Неделя. Другая. Крепко стоят горы…
Смотрят Луарсаб и Теймураз с высоты башни на затихший стан шаха Аббаса, смотрят – и в них пробуждается надежда.
Мечется на Упадариском завале Шадиман Бараташвили, снова и снова укрепляя теснины. Мечется и ни на миг не забывает: за этим неприступным завалом стоит Георгий Саакадзе.
Всю ночь идет пушистый крупный снег. Сарбазы с трудом расчищают входы в шатры. Они тесно сидят вокруг мангала с тлеющими углями. Они закутались в полосатые халаты, одеяла, войлок. В ногах глиняные горшки с горячей золой, покрытые тюфячками. Коченеющие пальцы тянутся к раскаленному мангалу.
Так они сидят часами с застывшими лицами, застывшими мыслями. Ни окрики юзбашей, ни рев верблюдов, ни вой волкоподобных овчарок не пробуждают сарбазов. Не привыкшие к стуже, они, покорявшие афганцев и Багдад, ждут конца земных испытаний. И в часы намаза, расстилая войлок и обратив лицо к Мекке, сарбазы молят аллаха ниспослать им битву или легкую смерть.
Стан гарема раскинут невдалеке от шатра шаха Аббаса. Шатры наложниц стоят отдельно, но шатры законных жен соединены узкими войлочными коридорчиками.

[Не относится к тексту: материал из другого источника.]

PR #99, opened 2015-07-09
trac#482: Fixed table of contents in HTML guide.

jan-cerny:
The table of contents now contains only selected groups.

### DIFF
--- a/xsl/xccdf-guide-impl.xsl
+++ b/xsl/xccdf-guide-impl.xsl
@@ -419,29 +419,39 @@ Authors:
 <xsl:template name="table-of-contents-items">
     <xsl:param name="item"/>
     <xsl:param name="levels"/>
+    <xsl:param name="profile"/>
     <ol>
         <xsl:for-each select="$item/cdf:Group">
-            <li>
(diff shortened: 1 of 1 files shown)


xsl/xccdf-guide-impl.xsl
```diff
@@ -419,29 +419,39 @@ Authors:
...
+                            <xsl:when test="cdf:title">
+                                <xsl:value-of select="cdf:title"/>
+                            </xsl:when>
+                            <xsl:otherwise>
+                                <xsl:value-of select="@id"/>
+                            </xsl:otherwise>
+                        </xsl:choose>
+                    </a>
+                </li>
+                <xsl:if test="cdf:Group and $levels&gt;1">
```
mpreisler: Will this branch ever print anything if `$selected_final` isn't `true`?

jan-cerny: No, That's exactly what we want, don't we?

mpreisler: Ah nevermind, I was just confused.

Просторный шатер Тинатин разгорожен. Большая половина – «зал приветствий» – обита стегаными шелковыми одеялами бледно-розового цвета. На земле поверх войлока лежат пушистые ковры. Кругом тянутся полукруглые широкие тахты, заваленные атласными и бархатными подушками и мутаками. Вокруг на бронзовых подставках – жаровни с красными углями. Прислужницы беспрестанно вносят раскаленные жаровни и уносят покрывшиеся пеплом. Из курильниц вьется фимиам. На пуховиках в неге возлежат жены «льва Ирана». Здесь и Хорешани. Облокотившись на мутаку, она задумчиво смотрит на фиолетовый дымок курильницы. С момента последнего разговора с Хосро-мирзой ее не покидает беспокойство. И хотя Хорешани твердо решила не подвергать «барсов» лишней печали, но с каждым днем тревога возрастает.

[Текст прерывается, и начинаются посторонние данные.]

PR #102, opened 2015-07-10
trac#449 Fix process58 collect command_line not just command

ybznek:
Modify only part of code for Linux


jan-cerny:
I think we can use oscap_alloc() and oscap_free() instead of malloc() and free().

ybznek:
I used malloc() and free() because there was some previous usage of these functions in the file, so I supposed there was some reason.

isimluk:
LGTM.

I have no strong opinion on malloc&free vs oscap_malloc/oscap_free. I just see that many probes do not use it.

Неспокойна и Тинатин. Она догадывалась о замыслах шаха. Ее Картли в опасности. Ее любимый брат Луарсаб в опасности. Но чем может она, невольница шаха, помочь? Она даже не смеет предаваться печали, ибо это может навлечь гнев не только на нее, но и на Сефи-мирзу. А разве наложницы не подстерегают опалу наследника? Разве они не стремятся придвинуть к трону Ирана своих сыновей? Нет, Тинатин свято оберегает Сефи-мирзу, ибо его воцарение принесет Картли долгожданный покой. Этому она посвятила всю свою жизнь. И пусть бог простит ее невольное отступничество от креста святой Нины. Пусть примет ее жизнь, как жертву во имя Картли. И смутно нарождается решение.
Тинатин провела рукой по струнам лютни. Она привыкла жить двойной жизнью: петь, наслаждаться поэзией, искусством танцовщиц и… думать печальные думы, проливая невидимые слезы.